Amazon Web Services announced the general availability of Amazon Elastic Compute Cloud (EC2) Capacity Blocks for ML, a new consumption model providing access highly sought-after GPU compute capacity for short duration machine learning (ML) workloads.
The service enables customers to reserve hundreds of NVIDIA GPUs colocated in Amazon EC2 UltraClusters designed for high-performance ML workloads.
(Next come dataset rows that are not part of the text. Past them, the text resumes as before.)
Issue #658, opened 2017-11-02
[RFC][ASDisplayNode] Provide easy access to safe area insets


ypogribnyi:
The safe area is really important for support of iPhone X screen. Having easy access to it would also be handy when designing for the classic iPhones to make sure the content is not obscured by the translucent navigation bars and toolbars.

These insets are currently available via some workarounds, but as a user, I'd like `ASDisplayNode` to have the `safeAreaInsets` property and the `- (void)safeAreaInsetsDidChange` callback. On iOS 11 they can be simply bridged from the underlying view. And it would be great to have a backward compatible calculation algorithm for older iOS versions (they can be derived from view controller's top and bottom layout guides).

I think that `automaticallyRelayoutOnSafeAreaChanges` property would be very handy too.

It would also be nice to have the `layoutMargins` and related properties on `ASDisplayNode`, but I'm not sure how many people really need them.

fruitcoder:
Accessing the underlying views `safeAreaInsets` and being informed when the insets changed seems very reasonable for `ASDisplayNode` subclasses (especially returning `ASLayoutSpec`s depending on those values). It might be hard to sync those properties if you have a layer tree and the views are only created for accessing the `safeAreaInsets`. 
It might also be possible to put them in the `ASTraitCollection` and react to `asyncTraitCollectionDidChange()` although that would be quite different from `UIKit`.

ay8s:
Think this can be closed 👍

PR #685, opened 2017-11-23
[ASDisplayNode] Provide safeAreaInsets and layoutMargins bridge

ypogribnyi:
My attempt to implement #658.

Safe area insets are quite important when designing for iPhone X or when dealing with view controller containers with overlapping bars (e.g. `UINavigationController` with a translucent navigation bar).

This PR includes:

* `safeAreaInsets`, `insetsLayoutMarginsFromSafeArea`, `layoutMargins`, `preservesSuperviewLayoutMargins` properties and `-safeAreaInsetsDidChange`, `-layoutMarginsDidChange` callbacks on `ASDisplayNode` all bridged to the underlying view.

* `automaticallyRelayoutOnSafeAreaChanges` and `automaticallyRelayoutOnLayoutMarginsChanges` flags on `ASDisplayNode` so we can automatically send `-setNeedsLayout` when the insets change.

* A compatibility `safeAreaInsets` calculation algorithm for old iOS versions (for iOS < 11 we have to observe view controller's `topLayoutGuide` and `bottomLayoutGuide` lengths, which is very inconvenient).


pinterest-ios:
🚫 CI failed with [log](https://gist.githubusercontent.com/pinterest-ios/20167c19d7db5cbe27770fb936e84b79/raw/5a424ba19a143165ceea5231c3d75ad17dc0eabb/log.txt)

pinterest-ios:
🚫 CI failed with [log](https://gist.githubusercontent.com/pinterest-ios/4cec51208081620e051ee3f43215fe69/raw/47aad9a23e4749e5a6fd5cbcc5e37416e7351447/log.txt)

pinterest-ios:
🚫 CI failed with [log](https://gist.githubusercontent.com/pinterest-ios/0a9656a624d7c6dfaa31fb4670fb82ac/raw/cad382c5caaf5d7cf4b238ef94ee6d64cf713d72/log.txt)

pinterest-ios:
🚫 CI failed with [log](https://gist.githubusercontent.com/pinterest-ios/1efac2498d80169d210fabca278184d5/raw/0b64c65227c30c884f8ba922ff1560a40b3ec331/log.txt)

ypogribnyi:
@nguyenhuy, I fixed the tests that were failing because of my code. Now the log shows ticks ✓ for all tests and a strange error 'Early unexpected exit, operation never finished bootstrapping - no restart will be attempted' from xcodebuild. Is it because some tests silently fail, or is it some problem with Xcode?

pinterest-ios:
🚫 CI failed with [log](https://gist.githubusercontent.com/pinterest-ios/e315a8633455ce65e229e55a3faee345/raw/3fcfc1fc9528e6c126b3da88a6316d4ede16e234/log.txt)

appleguy:
@ypogribnyi thanks for developing this! I think we could probably merge it soon if we can get it passing CI (apologies for the long delay over the holiday).

Perhaps you could sync to latest and make any final tweaks you had in mind and see if the build server is cooperating now?

pinterest-ios:
🚫 CI failed with [log](https://gist.githubusercontent.com/pinterest-ios/daa05aa71af6ac43a07dcfc552d86d84/raw/ae719fb81d751813d2fb9b9f73508cd030544c99/log.txt)

ypogribnyi:
@appleguy I have finally fixed failing tests. Have nothing else to add here.

Source/ASViewController.mm
```diff
@@ -73,10 +74,14 @@ - (void)_initializeInstance
   if (_node == nil) {
     return;
   }
+
+  _node.viewControllerRoot = YES;
```
nguyenhuy: This is fine for now, especially because it's thread-safe and faster than `-[ASDisplayNode(Convenience) closestViewController]`.

One edge case I can think of is that a root-of-view-controller node is reused and added to a different node hierarchy. It is rare, but we should document is somehow, and maybe assert in debug mode (e.g if `viewControllerRoot` is true, assert that its close view controller indeed points to itself).

Source/ASViewController.mm
```diff
@@ -159,6 +164,13 @@ - (void)viewDidLayoutSubviews
     [_node recursivelyEnsureDisplaySynchronously:YES];
   }
   [super viewDidLayoutSubviews];
+
+  UIEdgeInsets safeArea = UIEdgeInsetsMake(self.topLayoutGuide.length, 0, self.bottomLayoutGuide.length, 0);
+  UIEdgeInsets additionalInsets = self.additionalSafeAreaInsets;
+
+  safeArea = ASConcatInsets(safeArea, additionalInsets);
+
+  _node.fallbackSafeAreaInsets = safeArea;
```
nguyenhuy: This node is guaranteed to be view-backed and loaded `-viewDidLayoutSubviews`. The only reason the fallback insets is needed here is that the runtime is iOS 10 or earlier. Let's take advantage of that and avoid doing unnecessary work if possible.

Source/ASViewController.mm
```diff
@@ -264,6 +276,24 @@ - (ASInterfaceState)interfaceState
...
+  return _fallbackAdditionalSafeAreaInsets;
+}
+
+- (void)setAdditionalSafeAreaInsets:(UIEdgeInsets)additionalSafeAreaInsets
+{
+  if (AS_AVAILABLE_IOS(11.0)) {
+    [super setAdditionalSafeAreaInsets:additionalSafeAreaInsets];
+  }
+
+  _fallbackAdditionalSafeAreaInsets = additionalSafeAreaInsets;
```
nguyenhuy: Should we recalculate the root node's insets here?

Source/Private/ASDisplayNode+FrameworkPrivate.h
```diff
@@ -237,6 +237,25 @@ __unused static NSString * _Nonnull NSStringFromASHierarchyStateChange(ASHierarc
...
+
+/**
+ * @abstract Indicates if this node is a view controller's root node. Defaults to NO.
+ *
+ * @discussion Set to YES in -[ASViewController initWithNode:].
+ *
+ * YES here only means that this node is used as an ASViewController node. It doesn't mean that this node is a root of
+ * ASDisplayNode hierarchy, e.g. when its view controller is parented by another ASViewController.
+ */
+@property (nonatomic, assign, getter=isViewControllerRoot) BOOL viewControllerRoot;
```
nguyenhuy: Good call on making this property private :)

Source/Private/ASDisplayNodeInternal.h
```diff
@@ -326,6 +335,9 @@ FOUNDATION_EXPORT NSString * const ASRenderingEngineDidDisplayNodesScheduledBefo
  */
 - (void)nodeViewDidAddGestureRecognizer;
 
+// Recalculates fallbackSafeAreaInsets for the subnodes
+- (void)_fallbackUpdateSafeAreaOnChildren;
```
nguyenhuy: Nit: May not needed because `_fallbackUpdateSafeAreaOnChildren` is implemented and called in `ASDisplayNode.mm` only.

Source/Private/ASDisplayNode+UIViewBridge.mm
```diff
@@ -871,6 +871,115 @@ - (void)setSemanticContentAttribute:(UISemanticContentAttribute)semanticContentA
...
+    _fallbackInsetsLayoutMarginsFromSafeArea = insetsLayoutMarginsFromSafeArea;
+
+    if (AS_AVAILABLE_IOS(11.0)) {
+      if (!_flags.layerBacked) {
+        _setToViewOnly(insetsLayoutMarginsFromSafeArea, insetsLayoutMarginsFromSafeArea);
+      }
+    }
+  }
+
+  if (__loaded(self) && (!AS_AT_LEAST_IOS11 || _flags.layerBacked)) {
```
nguyenhuy: Warning: accessing `_flags` without the lock.

Source/Private/ASDisplayNodeInternal.h
ypogribnyi: This is also used by `-[ASDisplayNode safeAreaDidChange]`, which is implemented in `ASDisplayNode+UIViewBridge.mm`.

Source/ASViewController.mm
ypogribnyi: I added an assertion to `-[_ASDisplayView didMoveToSuperview]` to check for that case. Would that be enough?

Source/ASDisplayNode.mm
```diff
@@ -829,6 +837,96 @@ - (void)nodeViewDidAddGestureRecognizer
...
+  if (needsManualUpdate) {
+    [self safeAreaInsetsDidChange];
+  }
+
+  if (updatesLayoutMargins) {
+    [self layoutMarginsDidChange];
+  }
+}
+
+- (void)_fallbackUpdateSafeAreaOnChildren
```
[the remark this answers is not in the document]
ypogribnyi: I added a shortcut that skips a child if it is a view-backed node and we run on iOS 11. And `-[ASDisplayNode setFallbackSafeAreaInsets:]` returns early when the insets don't change.

Although we could try to skip calculations for the children that use fallback safe area insets but don't really need to have them updated (e.g. neither the child's frame, the parent's frame nor the parent's safe area wasn't updated), I doubt that it would save more CPU time than would spend running the checks.

The other thing I'm thinking about is that on iOS 11 we can disable fallback logic completely if we avoid supporting the safe area for the layer-backed nodes. But I'm not sure if we should do that.

ypogribnyi:
@nguyenhuy, thank you for the detailed review!

ay8s:
This is awesome @ypogribnyi. I wonder if similar could be done to expose the readableContentGuide within cell nodes etc? Think it could even just be the layoutFrame from the readable content guide that is accessible so you can then constrain the layout to that within layoutSpecThatFits:

appleguy:
@ypogribnyi do you have any cycles to wrap up remaining requests from Huy? Let us know either way - if you need someone to take this over, I'm not sure who might be able to, but then we'd be progressing towards landing it.

This is a great contribution overall, so thanks for taking the time to work with us!

philtre:
It would be super helpful to have a `ASSafeAreaLayoutSpec` that abstracts this functionality. Looking forward to the merge!

Source/ASDisplayNode.mm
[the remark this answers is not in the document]
nguyenhuy: Thanks for the note. I think this implementation and your trade-offs are reasonable. Let's roll with this.

Source/ASViewController.mm
nguyenhuy: 👍

PR #689, opened 2017-11-26
Fix typo in docs: "constraints" -> "layout spec" in ASTableNode / Table Row Height

richardhenry:
I think this is what is actually intended?


richardhenry:
Oh I see - that makes more sense

PR #424, opened 2017-07-07
Add unit tests for the layout engine

Adlai-Holler:
This adds a testing platform and some unit tests to the layout engine. Right now there are flags to toggle between the current behavior and the desired behavior, and they're set to "current behavior."

Issues reproduced (need to merge with GitHub issues):
- Extraneous `calculatedLayoutDidChange` calls. Not a biggie.
- If a layout pass comes in mid-transition, we will calculateLayout: for some nodes against their current bounds on main, but discard the result. https://github.com/TextureGroup/Texture/pull/424/files#diff-b1441b7e61c34b6f132da6c94bb10c0cR125
- If we do `setNeedsLayout` and get a layout pass while a transition is measuring, the transition's "to-layout" will win, but the setNeedsLayout+layoutPass should actually win since its data is newer. https://github.com/TextureGroup/Texture/pull/424/files#diff-b1441b7e61c34b6f132da6c94bb10c0cR204
- If we setNeedsLayout on a leaf node that is subject to multipass measurement (e.g. flexShrink) we will not update the layout for the leaf or the stack. We will remeasure it only against the fixed (second-pass) constrained size, and inevitably get a result confirming that the current size is correct, but we should have offered the node another unconstrained measurement pass. In my estimation this is the most serious issue. https://github.com/TextureGroup/Texture/pull/424/files#diff-b1441b7e61c34b6f132da6c94bb10c0cR284

I'd like to reproduce the orphan-node issue but I'm not sure what conditions would trigger it @nguyenhuy. We've got enough flexibility in the testing platform – I believe – to test an incredible variety of different scenarios.

PROTIP: You can take any expectation and add `.andDebugBreak()` to get a breakpoint when that call happens. So if you expect an async layout: `OCMExpect([nodeA.mock calculateLayoutThatFits:]).offMainThread()` you can change that to `OCMExpect([nodeA.mock calculateLayoutThatFits:]).offMainThread().andDebugBreak()` and when that calculateLayoutThatFits invocation happens, the debugger will pause for you. ✨Magic✨

PR #695, opened 2017-11-30
[ASDisplayNode+Layout] Ensure a pending layout is applied once

nguyenhuy:
Before:
  - Even if a pending layout was applied before, it'll be unnecessarily applied again in next layout passes and cause `-calculatedLayoutDidChange` being called multiple times.

After:
  - If a pending layout was applied, the calculated layout will not be ignored but reused, if possible, in next layout passes.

Customers can use EC2 Capacity Blocks with P5 instances, powered by the latest NVIDIA H100 Tensor Core GPUs, by specifying their cluster size, future start date, and duration.
AWS EC2 Capacity Blocks help ensure customers have reliable, predictable, and uninterrupted access to the GPU compute capacity required for their critical ML projects.
“AWS and NVIDIA have collaborated for more than 12 years to deliver scalable, high-performance GPU solutions, and we are seeing our customers build incredible generative AI applications that are transforming industries,” said David Brown, vice president of Compute and Networking at AWS. “AWS has unmatched experience delivering NVIDIA GPU-based compute in the cloud, in addition to offering our own Trainium and Inferentia chips. With Amazon EC2 Capacity Blocks, we are adding a new way for enterprises and startups to predictably acquire NVIDIA GPU capacity to build, train, and deploy their generative AI applications—without making long-term capital commitments. It’s one of the latest ways AWS is innovating to broaden access to generative AI capabilities.”